• _EXERCISE PROMPT_:
Every line of the records that holds the word "detect" should be copied out.

▼▼▼

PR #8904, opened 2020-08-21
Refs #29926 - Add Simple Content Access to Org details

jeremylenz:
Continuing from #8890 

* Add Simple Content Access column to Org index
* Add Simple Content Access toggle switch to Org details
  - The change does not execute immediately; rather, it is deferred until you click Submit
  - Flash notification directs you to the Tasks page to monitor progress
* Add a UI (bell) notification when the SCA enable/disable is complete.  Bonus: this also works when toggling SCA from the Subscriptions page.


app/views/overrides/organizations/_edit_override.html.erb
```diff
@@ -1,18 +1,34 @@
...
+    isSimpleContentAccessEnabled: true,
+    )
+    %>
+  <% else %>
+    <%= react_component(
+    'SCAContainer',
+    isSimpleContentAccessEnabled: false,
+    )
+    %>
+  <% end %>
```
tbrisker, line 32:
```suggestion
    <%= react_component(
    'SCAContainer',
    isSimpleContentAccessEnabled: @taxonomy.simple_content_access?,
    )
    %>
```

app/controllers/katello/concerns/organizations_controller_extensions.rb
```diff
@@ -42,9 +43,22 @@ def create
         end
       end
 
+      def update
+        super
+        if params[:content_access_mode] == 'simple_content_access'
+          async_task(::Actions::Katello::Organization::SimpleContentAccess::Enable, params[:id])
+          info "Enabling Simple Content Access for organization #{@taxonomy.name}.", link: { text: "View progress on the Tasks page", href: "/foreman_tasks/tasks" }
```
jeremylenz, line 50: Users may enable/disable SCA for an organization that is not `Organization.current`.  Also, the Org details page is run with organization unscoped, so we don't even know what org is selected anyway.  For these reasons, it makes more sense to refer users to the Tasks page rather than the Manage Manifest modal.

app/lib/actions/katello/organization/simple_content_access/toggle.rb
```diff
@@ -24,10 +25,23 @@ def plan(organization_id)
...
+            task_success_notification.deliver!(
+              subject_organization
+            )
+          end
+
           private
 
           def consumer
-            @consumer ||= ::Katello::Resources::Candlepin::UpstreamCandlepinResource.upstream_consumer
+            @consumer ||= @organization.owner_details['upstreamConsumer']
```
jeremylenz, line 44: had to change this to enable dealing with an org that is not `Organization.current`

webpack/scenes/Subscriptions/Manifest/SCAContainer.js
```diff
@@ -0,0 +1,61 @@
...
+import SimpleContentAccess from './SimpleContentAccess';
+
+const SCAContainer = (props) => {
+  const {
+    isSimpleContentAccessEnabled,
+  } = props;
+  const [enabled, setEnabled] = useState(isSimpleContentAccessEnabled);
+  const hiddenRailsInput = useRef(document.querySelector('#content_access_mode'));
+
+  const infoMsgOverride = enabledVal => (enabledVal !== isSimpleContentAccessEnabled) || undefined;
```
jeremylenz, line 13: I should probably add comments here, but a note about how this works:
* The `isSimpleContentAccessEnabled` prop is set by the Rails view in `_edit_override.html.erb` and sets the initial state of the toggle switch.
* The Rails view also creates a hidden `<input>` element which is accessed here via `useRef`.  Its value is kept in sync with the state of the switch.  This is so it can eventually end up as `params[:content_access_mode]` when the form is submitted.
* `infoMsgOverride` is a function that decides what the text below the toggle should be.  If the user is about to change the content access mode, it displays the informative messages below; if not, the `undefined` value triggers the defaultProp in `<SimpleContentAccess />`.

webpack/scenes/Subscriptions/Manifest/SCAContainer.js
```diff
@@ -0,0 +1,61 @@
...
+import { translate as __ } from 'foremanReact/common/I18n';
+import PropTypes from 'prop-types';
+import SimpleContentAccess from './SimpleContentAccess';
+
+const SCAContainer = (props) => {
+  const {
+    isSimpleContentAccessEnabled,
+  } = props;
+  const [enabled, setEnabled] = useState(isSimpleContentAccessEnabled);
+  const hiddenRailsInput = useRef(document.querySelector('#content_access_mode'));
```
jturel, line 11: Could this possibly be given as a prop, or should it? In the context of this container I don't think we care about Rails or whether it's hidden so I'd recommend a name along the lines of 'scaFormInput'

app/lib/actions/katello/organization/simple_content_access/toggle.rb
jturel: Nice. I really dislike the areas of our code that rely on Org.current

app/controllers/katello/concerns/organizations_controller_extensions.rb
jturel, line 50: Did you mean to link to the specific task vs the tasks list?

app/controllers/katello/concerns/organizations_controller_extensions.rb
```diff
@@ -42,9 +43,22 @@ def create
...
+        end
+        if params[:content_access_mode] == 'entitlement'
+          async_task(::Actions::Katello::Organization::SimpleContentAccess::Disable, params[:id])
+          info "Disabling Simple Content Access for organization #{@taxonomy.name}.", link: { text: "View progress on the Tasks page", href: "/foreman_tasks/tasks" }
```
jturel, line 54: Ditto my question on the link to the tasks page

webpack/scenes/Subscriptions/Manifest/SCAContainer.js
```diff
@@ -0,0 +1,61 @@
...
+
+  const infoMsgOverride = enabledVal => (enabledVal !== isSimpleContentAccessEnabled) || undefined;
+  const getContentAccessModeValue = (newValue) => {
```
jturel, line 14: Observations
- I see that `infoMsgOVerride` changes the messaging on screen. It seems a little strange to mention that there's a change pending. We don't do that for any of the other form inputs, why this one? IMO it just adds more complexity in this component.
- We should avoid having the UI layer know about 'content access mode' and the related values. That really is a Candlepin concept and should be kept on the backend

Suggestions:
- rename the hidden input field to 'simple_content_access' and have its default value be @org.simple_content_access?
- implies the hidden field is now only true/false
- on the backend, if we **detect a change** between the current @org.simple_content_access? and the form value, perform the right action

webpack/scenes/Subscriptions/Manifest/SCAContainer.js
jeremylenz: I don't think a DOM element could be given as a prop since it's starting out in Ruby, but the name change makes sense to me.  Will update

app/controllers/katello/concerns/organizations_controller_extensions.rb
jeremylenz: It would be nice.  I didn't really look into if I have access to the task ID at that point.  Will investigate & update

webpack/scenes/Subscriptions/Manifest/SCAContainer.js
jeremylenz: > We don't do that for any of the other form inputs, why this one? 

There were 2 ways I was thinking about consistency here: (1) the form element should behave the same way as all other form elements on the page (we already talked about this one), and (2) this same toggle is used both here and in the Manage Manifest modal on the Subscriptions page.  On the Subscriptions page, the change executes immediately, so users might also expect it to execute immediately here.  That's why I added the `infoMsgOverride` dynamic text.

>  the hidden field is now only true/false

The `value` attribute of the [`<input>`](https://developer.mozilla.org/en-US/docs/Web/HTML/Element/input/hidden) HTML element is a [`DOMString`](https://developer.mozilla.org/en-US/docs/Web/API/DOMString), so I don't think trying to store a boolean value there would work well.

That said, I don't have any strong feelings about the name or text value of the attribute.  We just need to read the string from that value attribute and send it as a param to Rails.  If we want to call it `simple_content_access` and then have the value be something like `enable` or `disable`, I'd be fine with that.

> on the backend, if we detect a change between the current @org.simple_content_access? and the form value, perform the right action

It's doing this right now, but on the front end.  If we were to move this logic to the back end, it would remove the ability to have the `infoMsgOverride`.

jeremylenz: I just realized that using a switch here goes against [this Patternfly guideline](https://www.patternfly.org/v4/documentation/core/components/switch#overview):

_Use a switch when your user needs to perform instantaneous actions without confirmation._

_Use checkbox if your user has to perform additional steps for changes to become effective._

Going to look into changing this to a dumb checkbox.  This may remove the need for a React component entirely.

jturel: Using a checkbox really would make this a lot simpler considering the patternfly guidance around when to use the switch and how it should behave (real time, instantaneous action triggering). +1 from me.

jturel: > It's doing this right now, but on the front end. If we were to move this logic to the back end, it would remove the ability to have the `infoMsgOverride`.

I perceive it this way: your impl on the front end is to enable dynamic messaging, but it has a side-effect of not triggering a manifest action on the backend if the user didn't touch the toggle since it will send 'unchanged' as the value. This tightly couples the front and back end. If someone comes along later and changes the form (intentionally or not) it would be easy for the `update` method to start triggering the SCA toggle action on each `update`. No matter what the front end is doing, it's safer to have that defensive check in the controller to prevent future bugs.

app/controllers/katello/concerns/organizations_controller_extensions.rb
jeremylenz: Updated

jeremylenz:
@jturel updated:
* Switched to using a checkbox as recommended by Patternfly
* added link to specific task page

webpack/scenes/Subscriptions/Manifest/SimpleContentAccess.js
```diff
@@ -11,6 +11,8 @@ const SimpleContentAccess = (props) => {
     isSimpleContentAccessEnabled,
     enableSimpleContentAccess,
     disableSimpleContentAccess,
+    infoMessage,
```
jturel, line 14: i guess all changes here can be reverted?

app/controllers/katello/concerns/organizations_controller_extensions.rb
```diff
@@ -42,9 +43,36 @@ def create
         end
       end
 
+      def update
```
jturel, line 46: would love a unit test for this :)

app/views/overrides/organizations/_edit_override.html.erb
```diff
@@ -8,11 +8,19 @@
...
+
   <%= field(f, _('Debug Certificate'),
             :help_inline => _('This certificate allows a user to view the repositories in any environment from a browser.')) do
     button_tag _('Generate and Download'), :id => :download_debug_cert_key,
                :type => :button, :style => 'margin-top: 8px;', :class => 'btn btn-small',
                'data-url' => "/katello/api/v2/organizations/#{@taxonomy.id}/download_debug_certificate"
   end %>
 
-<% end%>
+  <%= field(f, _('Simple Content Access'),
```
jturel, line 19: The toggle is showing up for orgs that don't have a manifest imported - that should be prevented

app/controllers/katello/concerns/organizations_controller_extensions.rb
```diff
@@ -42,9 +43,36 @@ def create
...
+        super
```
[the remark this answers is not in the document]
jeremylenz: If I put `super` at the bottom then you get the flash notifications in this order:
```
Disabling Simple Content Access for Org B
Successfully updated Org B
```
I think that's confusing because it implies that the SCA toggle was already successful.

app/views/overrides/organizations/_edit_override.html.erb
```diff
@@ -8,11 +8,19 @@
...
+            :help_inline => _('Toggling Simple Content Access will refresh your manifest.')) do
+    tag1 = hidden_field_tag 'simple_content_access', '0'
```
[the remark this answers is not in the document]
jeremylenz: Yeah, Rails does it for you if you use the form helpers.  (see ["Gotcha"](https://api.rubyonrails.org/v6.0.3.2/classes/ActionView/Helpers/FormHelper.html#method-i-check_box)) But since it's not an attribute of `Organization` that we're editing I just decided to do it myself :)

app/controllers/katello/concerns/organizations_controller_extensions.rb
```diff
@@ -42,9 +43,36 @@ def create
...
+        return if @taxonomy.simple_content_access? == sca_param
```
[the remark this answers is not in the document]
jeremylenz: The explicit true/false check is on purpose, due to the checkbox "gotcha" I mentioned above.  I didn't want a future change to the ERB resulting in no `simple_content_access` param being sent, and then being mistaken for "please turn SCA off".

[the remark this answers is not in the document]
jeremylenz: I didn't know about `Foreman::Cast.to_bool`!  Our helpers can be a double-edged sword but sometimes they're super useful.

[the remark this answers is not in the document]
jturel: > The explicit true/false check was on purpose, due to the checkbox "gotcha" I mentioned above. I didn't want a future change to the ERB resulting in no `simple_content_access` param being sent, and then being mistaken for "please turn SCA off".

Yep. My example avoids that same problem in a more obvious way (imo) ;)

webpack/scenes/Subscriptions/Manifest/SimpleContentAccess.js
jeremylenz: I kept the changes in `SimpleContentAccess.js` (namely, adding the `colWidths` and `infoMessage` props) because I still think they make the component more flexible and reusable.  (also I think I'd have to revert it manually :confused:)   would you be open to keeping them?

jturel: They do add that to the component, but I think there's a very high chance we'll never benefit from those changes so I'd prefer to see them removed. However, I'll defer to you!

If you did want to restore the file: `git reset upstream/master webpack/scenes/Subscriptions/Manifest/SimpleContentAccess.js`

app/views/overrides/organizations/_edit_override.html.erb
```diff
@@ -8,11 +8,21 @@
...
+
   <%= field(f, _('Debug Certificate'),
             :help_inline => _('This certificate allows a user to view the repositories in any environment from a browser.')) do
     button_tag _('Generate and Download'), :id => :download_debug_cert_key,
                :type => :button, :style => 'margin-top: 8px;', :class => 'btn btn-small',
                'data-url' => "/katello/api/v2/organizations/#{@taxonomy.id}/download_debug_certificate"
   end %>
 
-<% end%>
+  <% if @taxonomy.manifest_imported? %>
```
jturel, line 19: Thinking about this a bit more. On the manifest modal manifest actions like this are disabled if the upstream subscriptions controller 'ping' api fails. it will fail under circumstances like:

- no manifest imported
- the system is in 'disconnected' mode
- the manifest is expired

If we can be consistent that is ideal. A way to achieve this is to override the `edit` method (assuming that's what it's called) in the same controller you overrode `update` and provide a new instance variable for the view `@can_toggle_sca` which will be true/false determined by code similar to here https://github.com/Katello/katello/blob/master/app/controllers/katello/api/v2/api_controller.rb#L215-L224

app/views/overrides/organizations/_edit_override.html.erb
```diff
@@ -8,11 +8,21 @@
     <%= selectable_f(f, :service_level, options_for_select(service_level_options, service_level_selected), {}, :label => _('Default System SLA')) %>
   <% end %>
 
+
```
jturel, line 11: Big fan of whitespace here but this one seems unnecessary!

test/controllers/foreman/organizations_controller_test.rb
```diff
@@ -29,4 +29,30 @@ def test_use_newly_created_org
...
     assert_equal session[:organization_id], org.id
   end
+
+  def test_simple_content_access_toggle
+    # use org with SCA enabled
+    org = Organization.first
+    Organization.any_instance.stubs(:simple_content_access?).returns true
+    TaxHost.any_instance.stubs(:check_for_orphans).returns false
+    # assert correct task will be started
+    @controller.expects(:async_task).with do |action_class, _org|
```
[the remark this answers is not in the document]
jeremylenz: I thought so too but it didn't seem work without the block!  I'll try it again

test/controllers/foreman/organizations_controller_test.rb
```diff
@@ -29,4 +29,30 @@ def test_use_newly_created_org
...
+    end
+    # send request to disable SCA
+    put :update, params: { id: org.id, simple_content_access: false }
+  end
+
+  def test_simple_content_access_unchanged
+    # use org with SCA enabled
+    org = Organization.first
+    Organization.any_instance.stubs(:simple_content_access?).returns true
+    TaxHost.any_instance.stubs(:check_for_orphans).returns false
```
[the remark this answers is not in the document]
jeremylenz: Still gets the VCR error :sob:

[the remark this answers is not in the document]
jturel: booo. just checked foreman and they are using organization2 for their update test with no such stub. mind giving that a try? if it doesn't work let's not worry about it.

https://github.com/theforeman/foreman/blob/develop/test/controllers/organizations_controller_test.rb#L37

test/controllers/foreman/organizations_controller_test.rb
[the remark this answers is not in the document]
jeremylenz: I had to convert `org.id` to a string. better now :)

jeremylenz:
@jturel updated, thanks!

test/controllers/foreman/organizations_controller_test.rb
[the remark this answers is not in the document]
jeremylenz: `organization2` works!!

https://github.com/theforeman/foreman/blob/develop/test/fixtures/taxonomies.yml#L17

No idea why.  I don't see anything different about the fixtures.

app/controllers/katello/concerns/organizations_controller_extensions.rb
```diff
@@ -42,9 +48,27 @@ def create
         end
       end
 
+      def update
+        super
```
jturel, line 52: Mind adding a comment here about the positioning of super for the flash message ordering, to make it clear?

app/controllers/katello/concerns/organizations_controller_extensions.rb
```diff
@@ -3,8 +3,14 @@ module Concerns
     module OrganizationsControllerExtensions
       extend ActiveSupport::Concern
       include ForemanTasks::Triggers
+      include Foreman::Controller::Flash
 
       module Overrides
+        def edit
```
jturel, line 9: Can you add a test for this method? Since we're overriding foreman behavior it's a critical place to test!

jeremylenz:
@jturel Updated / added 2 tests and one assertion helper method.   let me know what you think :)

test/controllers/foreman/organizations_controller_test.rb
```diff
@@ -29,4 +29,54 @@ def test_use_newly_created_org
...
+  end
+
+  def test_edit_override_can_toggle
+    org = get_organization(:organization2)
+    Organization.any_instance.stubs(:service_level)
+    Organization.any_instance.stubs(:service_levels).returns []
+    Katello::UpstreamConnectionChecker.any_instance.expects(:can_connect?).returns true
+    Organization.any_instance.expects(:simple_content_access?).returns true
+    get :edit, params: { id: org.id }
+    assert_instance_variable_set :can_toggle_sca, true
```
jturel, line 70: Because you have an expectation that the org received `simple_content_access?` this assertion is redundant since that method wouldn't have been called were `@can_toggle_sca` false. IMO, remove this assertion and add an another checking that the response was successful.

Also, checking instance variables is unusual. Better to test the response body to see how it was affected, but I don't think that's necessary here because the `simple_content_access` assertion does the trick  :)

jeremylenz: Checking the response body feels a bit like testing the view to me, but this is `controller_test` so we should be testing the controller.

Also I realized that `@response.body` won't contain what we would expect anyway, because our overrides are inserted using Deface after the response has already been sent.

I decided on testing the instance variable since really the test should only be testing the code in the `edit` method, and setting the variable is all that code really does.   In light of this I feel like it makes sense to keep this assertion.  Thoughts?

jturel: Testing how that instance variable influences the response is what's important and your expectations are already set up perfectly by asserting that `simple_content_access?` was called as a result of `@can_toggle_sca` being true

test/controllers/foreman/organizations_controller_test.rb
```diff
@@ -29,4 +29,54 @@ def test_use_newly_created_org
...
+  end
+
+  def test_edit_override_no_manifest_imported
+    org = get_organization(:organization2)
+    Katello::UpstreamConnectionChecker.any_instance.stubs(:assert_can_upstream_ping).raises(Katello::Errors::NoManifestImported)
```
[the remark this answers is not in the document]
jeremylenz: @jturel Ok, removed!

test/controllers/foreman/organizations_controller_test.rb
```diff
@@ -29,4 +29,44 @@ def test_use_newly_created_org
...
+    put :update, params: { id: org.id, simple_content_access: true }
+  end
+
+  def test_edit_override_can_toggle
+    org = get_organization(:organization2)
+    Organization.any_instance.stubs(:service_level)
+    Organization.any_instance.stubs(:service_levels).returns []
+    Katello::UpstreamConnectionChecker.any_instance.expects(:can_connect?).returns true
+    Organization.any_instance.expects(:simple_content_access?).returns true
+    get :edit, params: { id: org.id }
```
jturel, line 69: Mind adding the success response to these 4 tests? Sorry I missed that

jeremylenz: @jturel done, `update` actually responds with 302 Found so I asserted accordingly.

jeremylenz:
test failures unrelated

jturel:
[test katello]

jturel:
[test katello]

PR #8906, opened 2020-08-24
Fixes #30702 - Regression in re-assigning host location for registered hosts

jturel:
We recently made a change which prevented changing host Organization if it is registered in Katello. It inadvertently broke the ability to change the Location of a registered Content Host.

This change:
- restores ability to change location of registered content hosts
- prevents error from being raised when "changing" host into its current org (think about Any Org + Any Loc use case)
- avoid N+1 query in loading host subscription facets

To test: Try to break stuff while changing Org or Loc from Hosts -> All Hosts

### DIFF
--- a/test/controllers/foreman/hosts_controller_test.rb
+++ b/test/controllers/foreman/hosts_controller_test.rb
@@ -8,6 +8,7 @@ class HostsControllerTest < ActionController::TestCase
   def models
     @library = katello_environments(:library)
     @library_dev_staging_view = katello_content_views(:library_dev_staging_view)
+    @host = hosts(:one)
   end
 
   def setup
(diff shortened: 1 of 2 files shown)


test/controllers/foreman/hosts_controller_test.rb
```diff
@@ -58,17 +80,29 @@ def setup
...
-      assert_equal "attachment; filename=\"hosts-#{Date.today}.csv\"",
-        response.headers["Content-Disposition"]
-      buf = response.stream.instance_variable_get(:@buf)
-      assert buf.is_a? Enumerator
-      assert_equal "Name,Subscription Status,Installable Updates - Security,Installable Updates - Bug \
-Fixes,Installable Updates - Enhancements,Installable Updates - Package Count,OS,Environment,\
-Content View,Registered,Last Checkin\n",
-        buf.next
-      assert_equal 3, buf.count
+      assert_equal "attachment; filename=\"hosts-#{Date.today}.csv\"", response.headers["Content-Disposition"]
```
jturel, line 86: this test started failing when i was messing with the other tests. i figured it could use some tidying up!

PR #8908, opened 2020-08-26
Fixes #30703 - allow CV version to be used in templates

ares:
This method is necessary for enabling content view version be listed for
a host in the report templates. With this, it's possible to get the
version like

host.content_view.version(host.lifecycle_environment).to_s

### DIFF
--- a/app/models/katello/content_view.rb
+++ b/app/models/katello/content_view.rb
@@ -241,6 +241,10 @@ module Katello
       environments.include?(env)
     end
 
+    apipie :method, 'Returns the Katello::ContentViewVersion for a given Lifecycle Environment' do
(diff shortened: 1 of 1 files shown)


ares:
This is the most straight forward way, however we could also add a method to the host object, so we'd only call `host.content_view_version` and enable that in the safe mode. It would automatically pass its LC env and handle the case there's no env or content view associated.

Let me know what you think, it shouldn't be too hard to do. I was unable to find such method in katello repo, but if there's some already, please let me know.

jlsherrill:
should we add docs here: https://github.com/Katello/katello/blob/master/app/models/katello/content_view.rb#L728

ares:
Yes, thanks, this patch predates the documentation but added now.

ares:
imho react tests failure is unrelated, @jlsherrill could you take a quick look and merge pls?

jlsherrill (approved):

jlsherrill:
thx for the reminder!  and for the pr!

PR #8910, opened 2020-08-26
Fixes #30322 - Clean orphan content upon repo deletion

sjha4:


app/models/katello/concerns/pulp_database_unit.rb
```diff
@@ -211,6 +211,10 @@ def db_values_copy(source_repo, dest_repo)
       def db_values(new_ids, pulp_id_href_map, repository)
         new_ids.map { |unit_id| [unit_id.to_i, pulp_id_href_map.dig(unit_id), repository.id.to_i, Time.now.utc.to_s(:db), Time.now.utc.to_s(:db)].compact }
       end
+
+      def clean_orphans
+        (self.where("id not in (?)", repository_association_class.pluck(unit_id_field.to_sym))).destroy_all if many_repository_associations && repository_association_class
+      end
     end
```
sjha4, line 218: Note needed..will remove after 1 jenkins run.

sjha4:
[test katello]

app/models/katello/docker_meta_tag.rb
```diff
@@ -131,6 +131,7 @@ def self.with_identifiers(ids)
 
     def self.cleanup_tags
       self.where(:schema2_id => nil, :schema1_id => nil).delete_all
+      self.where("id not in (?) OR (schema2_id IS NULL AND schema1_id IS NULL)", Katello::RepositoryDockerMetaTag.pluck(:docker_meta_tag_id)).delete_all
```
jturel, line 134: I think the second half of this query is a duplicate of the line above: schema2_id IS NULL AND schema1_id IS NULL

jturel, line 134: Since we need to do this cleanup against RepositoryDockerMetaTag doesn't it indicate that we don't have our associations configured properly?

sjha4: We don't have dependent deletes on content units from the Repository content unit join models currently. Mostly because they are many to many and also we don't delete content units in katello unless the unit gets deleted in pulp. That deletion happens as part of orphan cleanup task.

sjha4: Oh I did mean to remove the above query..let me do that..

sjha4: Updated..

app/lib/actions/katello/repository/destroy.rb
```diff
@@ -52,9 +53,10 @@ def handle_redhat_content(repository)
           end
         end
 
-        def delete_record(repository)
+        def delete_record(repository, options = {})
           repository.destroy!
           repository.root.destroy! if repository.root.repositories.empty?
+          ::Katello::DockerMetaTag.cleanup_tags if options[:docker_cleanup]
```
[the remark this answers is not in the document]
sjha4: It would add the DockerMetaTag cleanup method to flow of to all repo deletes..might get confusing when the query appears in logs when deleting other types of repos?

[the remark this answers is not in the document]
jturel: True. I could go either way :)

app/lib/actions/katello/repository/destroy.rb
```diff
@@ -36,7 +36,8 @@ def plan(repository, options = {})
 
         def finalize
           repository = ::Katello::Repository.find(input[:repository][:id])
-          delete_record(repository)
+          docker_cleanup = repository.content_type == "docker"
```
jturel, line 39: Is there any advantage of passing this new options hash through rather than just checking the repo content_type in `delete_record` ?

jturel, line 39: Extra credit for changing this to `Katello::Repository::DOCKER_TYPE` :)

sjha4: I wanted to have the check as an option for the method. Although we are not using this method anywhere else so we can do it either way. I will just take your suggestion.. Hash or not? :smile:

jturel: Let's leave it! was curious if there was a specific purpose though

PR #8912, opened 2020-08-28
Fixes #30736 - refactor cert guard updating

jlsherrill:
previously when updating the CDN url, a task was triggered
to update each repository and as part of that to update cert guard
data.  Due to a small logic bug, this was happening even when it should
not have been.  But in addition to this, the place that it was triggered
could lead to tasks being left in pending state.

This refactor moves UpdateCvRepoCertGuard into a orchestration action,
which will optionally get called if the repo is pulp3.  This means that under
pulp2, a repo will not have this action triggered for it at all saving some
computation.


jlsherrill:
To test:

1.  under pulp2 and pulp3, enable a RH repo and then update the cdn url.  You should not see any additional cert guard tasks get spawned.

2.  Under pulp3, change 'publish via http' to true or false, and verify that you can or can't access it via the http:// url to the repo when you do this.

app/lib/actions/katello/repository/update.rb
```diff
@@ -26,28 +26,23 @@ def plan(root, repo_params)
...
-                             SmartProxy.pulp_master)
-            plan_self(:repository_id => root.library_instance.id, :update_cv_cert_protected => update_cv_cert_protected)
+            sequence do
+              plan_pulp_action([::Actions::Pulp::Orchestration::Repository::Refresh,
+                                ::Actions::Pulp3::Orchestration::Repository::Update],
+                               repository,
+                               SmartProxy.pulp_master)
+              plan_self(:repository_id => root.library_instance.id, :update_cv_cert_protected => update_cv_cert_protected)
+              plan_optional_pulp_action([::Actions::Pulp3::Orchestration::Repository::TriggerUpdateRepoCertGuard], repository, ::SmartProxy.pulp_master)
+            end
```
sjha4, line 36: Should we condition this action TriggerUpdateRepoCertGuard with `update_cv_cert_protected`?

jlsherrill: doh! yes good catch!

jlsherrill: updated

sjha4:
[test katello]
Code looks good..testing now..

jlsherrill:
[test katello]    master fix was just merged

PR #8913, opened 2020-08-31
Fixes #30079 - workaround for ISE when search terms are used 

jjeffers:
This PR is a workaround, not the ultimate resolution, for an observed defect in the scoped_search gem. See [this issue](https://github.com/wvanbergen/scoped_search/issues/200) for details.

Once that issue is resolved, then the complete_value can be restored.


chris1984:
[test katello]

▲▲▲

• _TASK RESPONSE_:
- on the backend, if we **detect a change** between the current @org.simple_content_access? and the form value, perform the right action
> on the backend, if we detect a change between the current @org.simple_content_access? and the form value, perform the right action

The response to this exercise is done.